# Waiting times - Observer arriving at random time

1. Jul 26, 2012

### ENgez

for an observer arriving at a random time $t_1$, where t=0 is the time when the last car passed, i got the following pdf for $Δ^∗$- the time the observe waits until the next car:

$ρ_{Δ^∗}=\frac{1}{Δ^∗}⋅(e^{-\frac{Δ^∗}{τ}}−e^{-\frac{2Δ^∗}{τ}})$.

the mean is τ, like the book said and it goes to 0 for $Δ^∗→0$ and $Δ^∗→∞$, but it still looks kind of weird for a probability distribution.... is this correct?

a short summary of the derivation:

$Δ^∗=Δ−t_1$, where Δ is the time between two consecutive cars (as was found in the previous posts).

t1 has a uniform probability distribution between 0 and Δ, therefore:

$ρ_{Δ^∗}=∫ρ_Δ(Δ^∗+ζ)ρ_{t_1}(ζ)dζ$

for $0<ζ<Δ^∗$

Last edited: Jul 26, 2012
2. Jul 26, 2012

### chiro

Hey ENgez.

The issue I have is your derivation which looks like you are using the convolution theorem to get the PDF of a sum of random variables, but the thing is that your distribution for the uniform depends on the nature of delta so these are not independent.

One suggestion I have is to put a prior on the uniform distribution where the prior is the distribution of delta and then derive the posterior of the "t" distribution you have.

Because the delta and the t distributions will be dependent, you can't use something like the convolution theorem directly.

What you will have to do is consider dependent moments of the distribution and use this in accordance with the characteristic function to get back your PDF.

Normally with the characteristic function, what happens is that you get an MGF and if you have an MGF, you can obtain the PDF by using an inverse fourier transform.
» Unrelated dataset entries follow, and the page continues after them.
Issue #2922, opened 2019-03-29
Length filter not working with iterators or traversables


dmolineus:
The build in length filter works with objects implementing `ArrayIterator` but not with objects implmenting `Iterator` or `Traversable`.

https://github.com/twigphp/Twig/blob/7597a742b7a5d3d11f4568b0da64e0d94e46efe3/src/Extension/CoreExtension.php#L1243-L1245

Is there any reason for this limitation? I saw that the `loop.length` property was removed on purpose but when using `|length` filter is a different case. As `iterator_count` is used here, I propose also support  `Iterator` and `Traversable`.

stof:
hmm, limiting it to IteratorAggregate is probably a mistake here, indeed.

xabbuh:
IIRC the reasoning was that `iterator_count()` would not play well with iterators that are not rewindable.

PR #2923, opened 2019-04-01
Add Traversable support of length filter

SpacePossum:
closes https://github.com/twigphp/Twig/issues/2922

### DIFF
--- a/src/Extension/CoreExtension.php
+++ b/src/Extension/CoreExtension.php
@@ -1301,20 +1301,16 @@ if (\function_exists('mb_get_info')) {
             return mb_strlen($thing, $env->getCharset());
         }
 
-        if ($thing instanceof \SimpleXMLElement) {
+        if ($thing instanceof \Countable || \is_array($thing) || $thing instanceof \SimpleXMLElement) {
             return \count($thing);
         }
 
-        if (\is_object($thing) && method_exists($thing, '__toString') && !$thing instanceof \Countable) {
-            return mb_strlen((string) $thing, $env->getCharset());
-        }
-
-        if ($thing instanceof \Countable || \is_array($thing)) {
-            return \count($thing);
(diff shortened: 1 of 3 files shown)


src/Extension/CoreExtension.php
```diff
@@ -1298,22 +1298,18 @@ function twig_length_filter(Environment $env, $thing)
         }
 
         if (is_scalar($thing)) {
-            return mb_strlen($thing, $env->getCharset());
+            return mb_strlen((string) $thing, $env->getCharset());
```
fabpot: I think this can be reverted.

src/Extension/CoreExtension.php
```diff
@@ -1298,22 +1298,18 @@ function twig_length_filter(Environment $env, $thing)
...
+        if (\is_object($thing) && method_exists($thing, '__toString')) {
             return mb_strlen((string) $thing, $env->getCharset());
         }
 
-        if ($thing instanceof \Countable || \is_array($thing)) {
-            return \count($thing);
-        }
-
-        if ($thing instanceof \IteratorAggregate) {
+        if ($thing instanceof \Traversable) {
```
fabpot, line 1308: I would do that before using `__toString` (also to be BC).

fabpot (changes requested):

src/Extension/CoreExtension.php
SpacePossum: good catch, done and I've added update the test to catch this in the future : )

src/Extension/CoreExtension.php
SpacePossum: :+1:  done

fabpot (approved):

fabpot:
Thank you @SpacePossum.

PR #2924, opened 2019-04-01
Fixes twigphp/Twig#1423

petski:
This pull request fixes twigphp/Twig#1423

Patches more or less copied from twigphp/Twig#1569

PR #2925, opened 2019-04-03
Whitespace improvements

### LINKED ISSUE #1005: Optional whitespace control for well-formed result (not a duplicate)
I know, there were a lot of issues about whitespace control, but I think that I've found a solution that might satisfy everyone. So, the rules for special whitespace removal are:
1. It is optional, might be enabled easily.
2. It removes only whitespace (no newlines) **before** control structures.
3. Only if this is just a single control structure (or maybe comment also) on line.
4. And only if there is nothing after it.

For example:

```
{% if good %}
        <hr />
{% endif %}
```

Would produce exactly the same result as

```
    {% if good %}
        <hr />
    {% endif %}
```

That is,

```
        <hr />
```

Isn't it logical? That is, lines with single control structure are ignored, no matter if there are spaces in the beginning or there aren't.

The problem is, that currently, in some cases there are just no way in Twig to achieve this without breaking readability of templates. Let's say you have something like this (a bit simplified code from real project, "set menu" added for easy reproduction):

```
{% set menu = {'home': {'url': '/', 'title': 'Home'},'more': {'title': 'More', 'items': [{'url': '/', 'title': 'foo'}, {'url': '/', 'title': 'bar'}]}, 'about': {'url': '/', 'title': 'About'}} %}
<nav>
    <ul>
    {% for id, item in menu %}
      {% if item.items %}
        <li class="dropdown">
            <a href="#">{{- item.title }}</a>
            <ul>
            {% for subitem in item.items %}
                <li><a href="{{ subitem.url }}">{{ subitem.title }}</a></li>
            {% endfor %}
            </ul>
        </li>
      {% else %}
        <li><a href="{{ item.url }}">{{ item.title }}</a></li>
      {% endif %}
    {% endfor %}
    </ul>
</nav>
```

You'd like to produce something beautiful, like this:

```
<nav>
    <ul>
        <li><a href="/">Home</a></li>
        <li class="dropdown">
            <a href="#">More</a>
            <ul>
                <li><a href="/">foo</a></li>
                <li><a href="/">bar</a></li>
            </ul>
        </li>
        <li><a href="/">About</a></li>
    </ul>
</nav>
```

But there is just **no simple way** to do this with Twig. You're not able to achieve this with spaceless or with '-'. Or you end up in putting '-' in weirdest places without any evident logic, or mess up everything with spaceless. That's not how template engine should let you produce well-formed result.

However, you could:
1. Manually remove spaces before all control structures. And voila! you've got the result you wished, but have broken template readability.
2. Move control structures opening tags to the beginning of the lines, increasing spaces within them correspondingly. This might work, but it breaks auto-indent in all editors.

But a lot of these results with using MGF's are based on independence especially when dealing with more complicated forms of functions of random variables.

The first moment is simple since E[X+Y] = E[X] + E[Y] but from then on we get results noting that VAR[X+Y] = VAR[X] + VAR[Y] - 2*COV[X,Y]. If we have independence, then the COV[X,Y] is 0 and we get the normal result.

Essentially the best way I can think of getting the distribution is to get the moments that take into account the dependencies (like the above does) and then use the inverse fourier transform to get the PDF.

It's not going to be easy, but the fact remains that you have two distributions that are dependent and not independent and this is what makes it a little harder.

3. Jul 26, 2012

### ENgez

I think I understand your suggestion, but there must be a more straightforward way, as haruspex said there was an easy way to do this. haruspex said it had something to do with reversing time..

the probability of a car passing in an interval dt is given as $dt/\tau$.

if it helps the probability distribution of $\Delta$ is $\frac{dt}{\tau}e^{-\frac{\Delta}{\tau}}$.

4. Jul 26, 2012

### chiro

Maybe you could give your own thoughts on how you would derive the PDF for t or if you wish to relax some of the assumptions to make it easier to handle analytically.

One suggestion though would be to simulate the process say a million times on a computer software package and see what the distribution looks like: at least this way you can compare your formula with what you get with a computer.

I'd suggest something like R.

5. Jul 26, 2012

### SW VandeCarr

I guess I'm not following your (or the textbook's) model. A uniform discrete distribution assigns to the same probability to every outcome over a finite interval. I don't see this model as being very realistic for the distribution of time intervals between random events such as observing cars passing a point on a highway. You're essentially saying that the intervals of say 1,2,.........,n minutes all have the same probability. Typically, the Poisson (or Erlang) model suffices for this problem, particularly for the low traffic density represented by 5 minutes between events.

The MLE for the mean is $\sum_{k=0}^{k=n}/(n-1)$. I don't see how you can determine the distribution and expectation without data.

Note, the fact that the point in time when the observer arrives is an independent random event. What distribution would you expect for the time between the observer's arrival and the next car if the distribution of times between cars is Poisson/Erlang?

Last edited: Jul 26, 2012
6. Jul 26, 2012

### haruspex

No, that was for this situation: observer arrives at random time and wants to guess the interval between previous car and next. The question you're posting now has no connection with any preceding car, it's just the time from the observer's arrival to the next car. A Poisson process has no memory; future events are completely independent of past ones.

7. Jul 26, 2012

### chiro

The reason this is more complicated is that t depends delta and you have a difference of the two (kinda like having y^2 + e^y where y is a random variable).

The other suggestion that I have is to construct a PDF where the limits are dependent: this might provide a much easier alternative than the suggestion I gave above. So you will have for example a bivariate PDF f(delta,t) but obviously t will depend on delta with the limits.